Saved entries:

PR #726, opened 2023-10-26
Upgrade gradle

Luna712:
I was able to get it to build properly but I can not be certain if prerelease with GitHub actions will correctly work, but building prerelease manually works for me now. Please close if you do not want this done, in which case, I appologize.

### DIFF
--- a/.idea/gradle.xml
+++ b/.idea/gradle.xml
@@ -8,6 +8,7 @@
         <option name="testRunner" value="GRADLE" />
         <option name="distributionType" value="DEFAULT_WRAPPED" />
         <option name="externalProjectPath" value="$PROJECT_DIR$" />
+        <option name="gradleJvm" value="jbr-17" />
         <option name="modules">
           <set>
             <option value="$PROJECT_DIR$" />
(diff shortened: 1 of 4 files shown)


Luna712:
> even if workflow fails, i think we need latest log to see whats wrong

@IndusAryan 

Indeed, unless we know what still fails, we can't really fix it, unless we use something like act to test locally, but that isn't always super reliable either. Since it worked for me to build locally unless we get latest log on why it fails, we can't know what is wrong and how to fix it.

fire-light42:
@C10udburst how much will this fuck over prereleases?

Luna712:
> bro/sis @Luna712 don't bump desugar lib plsl i am testing one thing!

Bumping it requires bumping gradle so I thought I would just do it all at once but okay, I will revert that.

Luna712:
> bro/sis @Luna712 don't bump desugar lib plsl i am testing one thing!

I got rid of that part

C10udburst:
> @C10udburst how much will this fuck over prereleases?

It will fuck it over, but I have found a way to fix it I think. Basically removing the dependency `build` from `makeJar` and running `makeJar` after `build` and `assemblePrerelease` (not concurrently). Don't worry, I'll make the changes when the PR gets merged/marked as ready to be merged.

C10udburst (approved):

Luna712:
This should be okay now.

fire-light42 (approved):
@C10udburst Merge anytime if you feel like the build system can handle it

Luna712:
Thanks @C10udburst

Activity -
Each record above needs to be given again exactly as written.

Completed exercise -
PR #726, opened 2023-10-26
Upgrade gradle

Luna712:
I was able to get it to build properly but I can not be certain if prerelease with GitHub actions will correctly work, but building prerelease manually works for me now. Please close if you do not want this done, in which case, I appologize.

### DIFF
--- a/.idea/gradle.xml
+++ b/.idea/gradle.xml
@@ -8,6 +8,7 @@
         <option name="testRunner" value="GRADLE" />
         <option name="distributionType" value="DEFAULT_WRAPPED" />
         <option name="externalProjectPath" value="$PROJECT_DIR$" />
+        <option name="gradleJvm" value="jbr-17" />
         <option name="modules">
           <set>
             <option value="$PROJECT_DIR$" />
(diff shortened: 1 of 4 files shown)


Luna712:
> even if workflow fails, i think we need latest log to see whats wrong

@IndusAryan 

Indeed, unless we know what still fails, we can't really fix it, unless we use something like act to test locally, but that isn't always super reliable either. Since it worked for me to build locally unless we get latest log on why it fails, we can't know what is wrong and how to fix it.

fire-light42:
@C10udburst how much will this fuck over prereleases?

Luna712:
> bro/sis @Luna712 don't bump desugar lib plsl i am testing one thing!

Bumping it requires bumping gradle so I thought I would just do it all at once but okay, I will revert that.

Luna712:
> bro/sis @Luna712 don't bump desugar lib plsl i am testing one thing!

I got rid of that part

C10udburst:
> @C10udburst how much will this fuck over prereleases?

It will fuck it over, but I have found a way to fix it I think. Basically removing the dependency `build` from `makeJar` and running `makeJar` after `build` and `assemblePrerelease` (not concurrently). Don't worry, I'll make the changes when the PR gets merged/marked as ready to be merged.

C10udburst (approved):

Luna712:
This should be okay now.

fire-light42 (approved):
@C10udburst Merge anytime if you feel like the build system can handle it

Luna712:
Thanks @C10udburst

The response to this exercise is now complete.